Roanoke Times Copyright (c) 1995, Landmark Communications, Inc. DATE: FRIDAY, March 29, 1991 TAG: 9103290587 SECTION: CURRENT PAGE: NRV-1 EDITION: NEW RIVER VALLEY SOURCE: THOMAS BOYER/ LANDMARK NEWS SERVICE DATELINE: RICHMOND LENGTH: Medium
He was a high-ranking executive at C&P Telephone Co., overseeing 2,000 people, she a scion of one of Virginia's wealthiest and most illustrious families.
The Vaughans left $2.6 million to Virginia Tech for scholarships to students attending Tech's college of veterinary medicine in Blacksburg, the school announced earlier this week.
The size of the gift surprised even friends and neighbors who knew that the couple - she died in 1988, he last year - never had to worry about money.
"Oh my stars," said Mary Allen, a neighbor who attended church with Conan Vaughan, chuckling when she heard the news. "I wish I had been a better friend."
The Vaughans lived so frugally they never bought a washing machine, and he was known to shop around town for the best price on bolts.
"He said, `I like to be just plain Conan,' " Allen recalled. "He didn't put on any airs, but he could buy and sell the whole gang around here."
Vaughan earned two engineering degrees from Tech before graduating in 1927, and he never wavered in his loyalty to his alma mater. He and his wife never had children and were devoted to their pets, especially a cat they adopted when it showed up on their doorstep.
They never felt a need to buy a house, staying in a cozy, modestly furnished apartment and saving their money. She gave her time to charities, at one point becoming renowned for gathering donations of clothing and supplies for patients at Eastern State Hospital in Williamsburg.

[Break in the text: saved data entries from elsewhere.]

PR #248, opened 2021-07-25
split up long function, use safe string handling functions

alanyanigersiklu:
For review by Shmuel


apps/restconf/restconf_methods.c
```diff
@@ -581,6 +581,367 @@ api_data_write(clicon_handle h,
 } /* api_data_write */
 
 #ifdef YANG_PATCH
+
+char * init_str()
```
shmuelhazan, line 585: if you need safe, resizeable vector, you probably can use cligen's cbuf

apps/restconf/restconf_methods.c
```diff
@@ -581,6 +581,367 @@ api_data_write(clicon_handle h,
...
+    }
+    for (int j = 0; j < veclen; j++) {
+        cxobj *xn = vec[j];
+        tmp_val = xml_body(xn);
+    }
+    cpy_str(val, tmp_val, TEMP_STR_MALLOC_SIZE);
+    return 0;
+}
+
+int do_replace (
```
shmuelhazan, line 660: We can have another function called do_replace. I suggest to either make it static, or rename it.

apps/restconf/restconf_methods.c
```diff
@@ -581,6 +581,367 @@ api_data_write(clicon_handle h,
...
+        clicon_handle h,
+	    void         *req,
+	    int           pi,
+	    cvec         *qvec,
+	    int           pretty,
+	    restconf_media media_out,
+	    ietf_ds_t     ds,
```
shmuelhazan, line 667: unclear what are the arguments. Can you please add docs?

apps/restconf/restconf_methods.c
```diff
@@ -581,6 +581,367 @@ api_data_write(clicon_handle h,
...
+          if (value_vec[k] != NULL) {
+              value_vec_tmp = xml_dup(value_vec[k]);
+              xml_addsub(x_simple_patch, value_vec_tmp);
+          }
+      }
+      cbuf* cb = cbuf_new();
+      xml2json_cbuf(cb, x_simple_patch, 1);
+
+      // Some ugly text processing to get the JSON to match what api_data_post() expects
+      char *json_simple_patch_tmp = cbuf_get(cb);
```
shmuelhazan, line 708: Can we modify api_data_post to support this syntax? 
In any case, I would suggest adding more explicit description to hacks.

apps/restconf/restconf_methods.c
```diff
@@ -581,6 +581,367 @@ api_data_write(clicon_handle h,
...
+      for (int l = strlen(target_val); l>= 0; l--) {
+          if (target_val[l] == '/') {
+              idx = l;
+              break;
+          }
+      }
+      cpy_str(post_req_uri, target_val, idx);
+      cat_str(simple_patch_request_uri, post_req_uri, TEMP_STR_MALLOC_SIZE);
+      free_mem((void *)post_req_uri);
+      for (int l = strlen(json_simple_patch); l>= 0; l--) {
```
shmuelhazan, line 736: unclear what is this for?

apps/restconf/restconf_methods.c
```diff
@@ -581,6 +581,367 @@ api_data_write(clicon_handle h,
...
+              brace_count++;
+              if (brace_count == 2) {
+                  json_simple_patch[strlen(json_simple_patch)] = '[';
+              }
+          }
+          json_simple_patch[strlen(json_simple_patch)] = c;
+      }
+
+      /* strip /... from end */
+      char *post_req_uri = init_str();
```
shmuelhazan, line 722: can we move this outside as a function? (e.g. cbuf_strip_slash)

apps/restconf/restconf_methods.c
```diff
@@ -581,6 +581,367 @@ api_data_write(clicon_handle h,
...
+	    ietf_ds_t     ds,
+        char* simple_patch_request_uri,
+        int value_vec_len,
+        cxobj** value_vec,
+        cxobj * value_vec_tmp,
+        cxobj *x_simple_patch,
+        char *patch_header
+      )
+{
+     for (int k = 0; k < value_vec_len; k++) {
```
shmuelhazan, line 770: can you please add documentation?

shmuelhazan (changes requested):

olofhagsand:
Please use the merged version in master as your base, eg that uses `#define YANG_PATCH` to enable patch in include/clixon_custom.h rather than in apps/restconf/restconf_api.h. 
For example, use `git rebase master` or something equivalent.
Also (as pointed out by @shmuelhazan ^) please do not construct new string functions within restconf_methods.c. Either use existing string functions, eg the cligen_buf:s, or extend the existing string functions such as in clixon_string.[ch]. 
The reason is code divergence.
My primary concern with this code currently is lack of regression tests (as placed under test/). When such a test is in place, it can be used for memory tests (see test/mem.sh), cross-platform tests (test/cicd) and fuzzing (fuzz/restconf).

apps/restconf/restconf_methods.c
```diff
@@ -581,6 +583,409 @@ api_data_write(clicon_handle h,
...
+      cbuf* val_tmp = cbuf_new();
+      cbuf_append_str(val_tmp, cbuf_get(val));
+      int idx = cbuf_len(val_tmp);
+      for (int l = cbuf_len(val_tmp); l>= 0; l--) {
+          if (cbuf_get(val_tmp)[l] == '/') {
+              idx = l;
+              break;
+          }
+      }
+      cbuf* val_tmp_2 = cbuf_trunc(val_tmp, idx + 1);
```
vsharapov-udelphi, line 721: idx already equal to cbuf_len, so idx + 1 is definitely out of range

apps/restconf/restconf_methods.c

Known as "The Colonel" to some, Conan Vaughan earned engineering degrees from Tech in 1926 and 1927 and completed Tech's ROTC program. He earned the Bronze Star in World War II, became a colonel in the Army, and stayed active in the Army Reserve through his 60s. He helped start and lead the Army's reserve school in Norfolk.
Vaughan spent his entire career with the telephone company before his retirement in 1971, acquiring a reputation as a no-nonsense manager who "in this non-ostentatious way, accomplished 25 percent more than the average person," said John F. Keeling, C&P's area manager for Eastern Virginia.
Vaughan also acquired telephone company stock and "just saw it go up and up and up" till he was worth more than $2 million, said his brother, Edwin W. Vaughan, a retired physician in Greensboro, N.C.
Meanwhile, his wife inherited some $1.5 million worth of bank stock from her father, an executive of a Richmond bank.
But the Vaughans' fortune never seemed important to them. Edwin Vaughan said the couple decided without much agonizing to give the bulk of it to the veterinary school.
They also left some money to relatives and $100,000 for diabetes research at the Medical College of Hampton Roads. There also was $50,000 for Central Baptist Church of Norfolk, where Conan Vaughan taught Sunday school and was known to crawl around the basement inspecting for termites.
"He wanted to leave his money to Virginia Tech, and the veterinary school was getting started," Edwin Vaughan said. "He thought that would be as good a way as he could to help students out."
Tech officials said the unsolicited gift was especially well placed in the veterinary school, where students often have to borrow $20,000 or so to complete an education in a field where salaries are typically in the $25,000 range.
Some of the money will be used to strengthen the school's minority recruitment program, another favorite cause of Vaughan, who was a longtime friend of the pioneering researcher George Washington Carver of Alabama's Tuskegee Institute.
"There was only one Mr. Vaughan," Keeling said. "If I had to name five people in the world who state their principles and live by them diligently day by day, he'd be one of them."